▶ Activity
In your answer, copy every entry that follows exactly.

▶ Records
PR #882, opened 2026-07-22
Open convoy rows in presentation manager

### LINKED ISSUE #878: feat: open-in-PM action on convoy and vessel rows
## What to build

A TUI action (action menu + keybinding) on convoy and vessel rows: **open a PM tab for this** — distinct from the existing `attach` intent (which attaches one session into the *current* terminal). Under ADR 0018 this gesture is *expressing a Regard*; v0 implements the effect directly without waiting for the regard machinery:

- On a convoy/vessel row, the action asks the connector/PM path (`pm connect` realization machinery) to materialize the tab for that convoy in the connected presentation manager, and focuses it if it already exists (View identity: focus-not-duplicate).
- Local-homed convoys only in v0. For remote-homed convoys, surface an honest 'not reachable from this PM yet' message — do not fake a tab.
- If no PM is connected, say so.

## Acceptance criteria

- [ ] Action menu on convoy and vessel rows offers 'open in PM'; a keybinding exists
- [ ] Invoking it on a local convoy makes/focuses its tab in the connected zellij (andamento)
- [ ] Remote-homed convoy and no-PM-connected cases produce clear status messages, not silence
- [ ] Behavior test through injected collaborators for the intent→connector dispatch

## Blocked by

None — uses the existing Presentation/connector machinery (v0 predates #862/#835 convergence; it will later become one emitter of Regards).

## Context

ADR 0018 (opening a latent IS expressing a regard — this is the row-level equivalent); requested from live dogfood: wave-5 feta convoys are invisible in andamento and there is currently no gesture to summon a tab.

rjwittams:
## Summary
- add an Open in PM row intent, action-menu entry, and `o` keybinding for convoys and vessels
- expose terminal materialization separately from an existing PM attachment
- focus or create local Zellij tabs using stable semantic identity, with honest remote-host and no-PM feedback

## Testing
- `TMPDIR="$PWD/.codex-tmp" cargo test --workspace --locked --features flotilla-daemon/skip-no-sandbox-tests --quiet`

Closes #878

### DIFF
--- a/crates/flotilla-daemon/src/aggregator.rs
+++ b/crates/flotilla-daemon/src/aggregator.rs
@@ -119,6 +119,7 @@ pub struct Aggregator {
     sessions_by_source: HashMap<LocalSource, HashMap<SessionKey, ResourceObject<TerminalSession>>>,
     presentation_workspaces: HashMap<PresentationKey, String>,
     terminal_sessions: HashMap<SessionKey, ResourceObject<TerminalSession>>,
+    attachable_references: HashSet<String>,
     projects: HashMap<(String, String), ResourceObject<Project>>,
     repositories: HashMap<RepositoryKey, ResourceObject<Repository>>,
     observed_checkouts: HashMap<ResourceRef, ResourceObject<Checkout>>,
@@ -149,6 +150,7 @@ impl Aggregator {
             sessions_by_source: HashMap::new(),
             presentation_workspaces: HashMap::new(),
             terminal_sessions: HashMap::new(),
+            attachable_references: HashSet::new(),
             projects: HashMap::new(),
             repositories: HashMap::new(),
             observed_checkouts: HashMap::new(),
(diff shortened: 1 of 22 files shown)


rjwittams:
Fixed in db7e61f8. Environment events now rebuild both the independent and local convoy projections after attach capabilities are recomputed, so a convoy vessel's materialization reference cannot remain stale.

Added a regression test that starts with an unresolvable convoy-bound session, flips the resolver result on an Environment event, and verifies the convoy vessel gains the expected materialization reference. The focused test, strict workspace Clippy, and the full sandbox-safe workspace suite all pass locally.

rjwittams:
Thanks for the re-review. I evaluated the remaining notes and am leaving them unchanged for this PR:

- Offering Open in PM on every convoy/vessel row is intentional. The issue requires the action on those rows and explicit feedback for remote, unknown-locality, and no-PM cases; hiding the action would remove that feedback path.
- The connector-level mutex intentionally spans discovery and creation so focus-or-create is atomic. This user action is low-frequency, and the regression test demonstrates the duplicate-prevention invariant it protects.
- Injecting the Zellij environment lookup would improve isolated detection coverage, but the current behavior is exercised at the app boundary and the note identifies no correctness defect. It can be revisited if connector detection grows more complex.

No additional code change is needed for these non-blocking observations.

▶ Completed task
PR #882, opened 2026-07-22
Open convoy rows in presentation manager

### LINKED ISSUE #878: feat: open-in-PM action on convoy and vessel rows
## What to build

A TUI action (action menu + keybinding) on convoy and vessel rows: **open a PM tab for this** — distinct from the existing `attach` intent (which attaches one session into the *current* terminal). Under ADR 0018 this gesture is *expressing a Regard*; v0 implements the effect directly without waiting for the regard machinery:

- On a convoy/vessel row, the action asks the connector/PM path (`pm connect` realization machinery) to materialize the tab for that convoy in the connected presentation manager, and focuses it if it already exists (View identity: focus-not-duplicate).
- Local-homed convoys only in v0. For remote-homed convoys, surface an honest 'not reachable from this PM yet' message — do not fake a tab.
- If no PM is connected, say so.

## Acceptance criteria

- [ ] Action menu on convoy and vessel rows offers 'open in PM'; a keybinding exists
- [ ] Invoking it on a local convoy makes/focuses its tab in the connected zellij (andamento)
- [ ] Remote-homed convoy and no-PM-connected cases produce clear status messages, not silence
- [ ] Behavior test through injected collaborators for the intent→connector dispatch

## Blocked by

None — uses the existing Presentation/connector machinery (v0 predates #862/#835 convergence; it will later become one emitter of Regards).

## Context

ADR 0018 (opening a latent IS expressing a regard — this is the row-level equivalent); requested from live dogfood: wave-5 feta convoys are invisible in andamento and there is currently no gesture to summon a tab.

rjwittams:
## Summary
- add an Open in PM row intent, action-menu entry, and `o` keybinding for convoys and vessels
- expose terminal materialization separately from an existing PM attachment
- focus or create local Zellij tabs using stable semantic identity, with honest remote-host and no-PM feedback

## Testing
- `TMPDIR="$PWD/.codex-tmp" cargo test --workspace --locked --features flotilla-daemon/skip-no-sandbox-tests --quiet`

Closes #878

### DIFF
--- a/crates/flotilla-daemon/src/aggregator.rs
+++ b/crates/flotilla-daemon/src/aggregator.rs
@@ -119,6 +119,7 @@ pub struct Aggregator {
     sessions_by_source: HashMap<LocalSource, HashMap<SessionKey, ResourceObject<TerminalSession>>>,
     presentation_workspaces: HashMap<PresentationKey, String>,
     terminal_sessions: HashMap<SessionKey, ResourceObject<TerminalSession>>,
+    attachable_references: HashSet<String>,
     projects: HashMap<(String, String), ResourceObject<Project>>,
     repositories: HashMap<RepositoryKey, ResourceObject<Repository>>,
     observed_checkouts: HashMap<ResourceRef, ResourceObject<Checkout>>,
@@ -149,6 +150,7 @@ impl Aggregator {
             sessions_by_source: HashMap::new(),
             presentation_workspaces: HashMap::new(),
             terminal_sessions: HashMap::new(),
+            attachable_references: HashSet::new(),
             projects: HashMap::new(),
             repositories: HashMap::new(),
             observed_checkouts: HashMap::new(),
(diff shortened: 1 of 22 files shown)


rjwittams:
Fixed in db7e61f8. Environment events now rebuild both the independent and local convoy projections after attach capabilities are recomputed, so a convoy vessel's materialization reference cannot remain stale.

Added a regression test that starts with an unresolvable convoy-bound session, flips the resolver result on an Environment event, and verifies the convoy vessel gains the expected materialization reference. The focused test, strict workspace Clippy, and the full sandbox-safe workspace suite all pass locally.

rjwittams:
Thanks for the re-review. I evaluated the remaining notes and am leaving them unchanged for this PR:

- Offering Open in PM on every convoy/vessel row is intentional. The issue requires the action on those rows and explicit feedback for remote, unknown-locality, and no-PM cases; hiding the action would remove that feedback path.
- The connector-level mutex intentionally spans discovery and creation so focus-or-create is atomic. This user action is low-frequency, and the regression test demonstrates the duplicate-prevention invariant it protects.
- Injecting the Zellij environment lookup would improve isolated detection coverage, but the current behavior is exercised at the app boundary and the note identifies no correctness defect. It can be revisited if connector detection grows more complex.

No additional code change is needed for these non-blocking observations.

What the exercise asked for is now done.